__Given records__

PR #37, opened 2021-02-26
Sprint3bugs fixes

androidmaven:


davkutalek (approved):
This is pretty good, grouping the message and state info makes sense, but objects need to have more substance to them. Objects should never be created because you need a convenient place to put things. Objects need to represent something, and a key indicator that you have chosen the right something is that you can move a lot of code into it that either reduces duplication or reduces other objects' visibility into the details of something they don't need to know. Reducing code duplication should always be a primary goal.

In this case I think I did lead you astray: having the errors stored in the view model increases the complexity a lot, making it hard to scale. I shouldn't have done that in the first place. The view already stores all the info for state and helper text.

There are a number of places where the state doesn't update correctly, and this is largely due to the complexity of managing everything in the viewmodel. I have a fix that is almost ready, I'll make a pull request of my own on top of this tomorrow. For now go ahead and merge this and sprint 3 into development

PR #39, opened 2021-03-02
1.1.5 release candidate

davkutalek:
There are still a few known bugs that I am attempting to wrap up today.

Instead of relying on the ViewModel to track the error states and helper text of every field on a page which doesn't scale very well, this creates a number of UI components that each have API methods that allow their state and helper text to be set directly. 

There is a abstract base class `AbstractStatefulInput` that is extended by `StaxTextInputLayout` and `StaxDropdownLayout` so that they have the same API. Then there are `ChannelDropdown`, `ActionSelect` and `ContactInput` which compose the textinput and dropdown components, presenting a similar external API.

__Your assignment__
Report every line in the data above in which the word "helper" appears.

__Your response__
In this case I think I did lead you astray: having the errors stored in the view model increases the complexity a lot, making it hard to scale. I shouldn't have done that in the first place. The view already stores all the info for state and helper text.
Instead of relying on the ViewModel to track the error states and helper text of every field on a page which doesn't scale very well, this creates a number of UI components that each have API methods that allow their state and helper text to be set directly. 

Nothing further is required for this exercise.